Exercise: Within the material below, count each line holding the string "argdecode" and return the total alone.

(The records begins)

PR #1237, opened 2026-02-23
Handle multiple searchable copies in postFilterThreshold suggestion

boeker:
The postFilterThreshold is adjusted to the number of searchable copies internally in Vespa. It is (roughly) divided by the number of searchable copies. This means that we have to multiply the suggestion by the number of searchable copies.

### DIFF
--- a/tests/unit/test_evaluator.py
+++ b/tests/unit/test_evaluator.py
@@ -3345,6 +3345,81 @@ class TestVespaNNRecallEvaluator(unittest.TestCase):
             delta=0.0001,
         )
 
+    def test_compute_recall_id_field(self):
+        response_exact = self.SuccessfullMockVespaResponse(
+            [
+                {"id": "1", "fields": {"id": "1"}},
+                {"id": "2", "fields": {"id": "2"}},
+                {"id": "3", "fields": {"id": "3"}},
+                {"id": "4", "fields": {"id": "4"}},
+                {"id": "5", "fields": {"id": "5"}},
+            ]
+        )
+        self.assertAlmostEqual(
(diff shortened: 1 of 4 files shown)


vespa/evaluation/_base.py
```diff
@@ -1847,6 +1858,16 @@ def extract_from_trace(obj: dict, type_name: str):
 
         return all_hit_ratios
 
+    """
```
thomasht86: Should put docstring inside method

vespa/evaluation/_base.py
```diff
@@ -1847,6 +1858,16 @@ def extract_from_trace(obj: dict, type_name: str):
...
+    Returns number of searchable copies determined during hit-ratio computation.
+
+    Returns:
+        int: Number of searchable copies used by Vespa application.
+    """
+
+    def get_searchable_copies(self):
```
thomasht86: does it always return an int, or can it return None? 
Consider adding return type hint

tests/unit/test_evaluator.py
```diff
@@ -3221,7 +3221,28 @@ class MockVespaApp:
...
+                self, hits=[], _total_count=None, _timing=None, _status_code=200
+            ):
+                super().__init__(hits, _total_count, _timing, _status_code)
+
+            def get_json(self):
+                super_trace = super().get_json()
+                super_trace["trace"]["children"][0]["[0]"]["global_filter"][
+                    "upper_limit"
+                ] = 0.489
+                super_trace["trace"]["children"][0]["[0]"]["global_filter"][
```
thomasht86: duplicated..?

(The records ends)
(The records begins)

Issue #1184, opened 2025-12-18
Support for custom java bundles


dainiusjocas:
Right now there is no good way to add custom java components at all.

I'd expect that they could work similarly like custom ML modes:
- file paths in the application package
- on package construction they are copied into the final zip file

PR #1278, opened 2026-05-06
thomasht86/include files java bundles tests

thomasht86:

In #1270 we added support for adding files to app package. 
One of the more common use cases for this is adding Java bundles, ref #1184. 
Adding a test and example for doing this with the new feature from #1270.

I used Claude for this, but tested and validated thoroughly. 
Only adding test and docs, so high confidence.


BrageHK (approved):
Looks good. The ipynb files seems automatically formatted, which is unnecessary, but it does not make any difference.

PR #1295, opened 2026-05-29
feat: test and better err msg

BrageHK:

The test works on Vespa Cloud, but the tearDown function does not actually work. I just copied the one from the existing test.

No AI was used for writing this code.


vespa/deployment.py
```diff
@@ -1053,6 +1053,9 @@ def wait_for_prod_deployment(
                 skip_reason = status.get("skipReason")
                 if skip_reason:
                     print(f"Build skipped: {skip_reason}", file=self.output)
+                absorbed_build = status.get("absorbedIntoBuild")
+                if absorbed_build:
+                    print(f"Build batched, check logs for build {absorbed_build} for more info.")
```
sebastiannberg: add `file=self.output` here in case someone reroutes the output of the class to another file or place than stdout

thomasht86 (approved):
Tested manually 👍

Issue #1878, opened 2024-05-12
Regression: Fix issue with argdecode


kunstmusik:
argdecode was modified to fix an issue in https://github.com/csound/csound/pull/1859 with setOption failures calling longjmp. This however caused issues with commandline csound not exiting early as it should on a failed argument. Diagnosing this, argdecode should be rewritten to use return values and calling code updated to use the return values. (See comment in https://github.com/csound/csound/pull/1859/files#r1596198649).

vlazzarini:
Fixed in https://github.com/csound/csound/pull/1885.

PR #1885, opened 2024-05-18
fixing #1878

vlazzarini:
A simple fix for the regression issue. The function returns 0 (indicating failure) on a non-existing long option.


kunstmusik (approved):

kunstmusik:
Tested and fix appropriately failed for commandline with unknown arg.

(The records ends)

Written reply: 2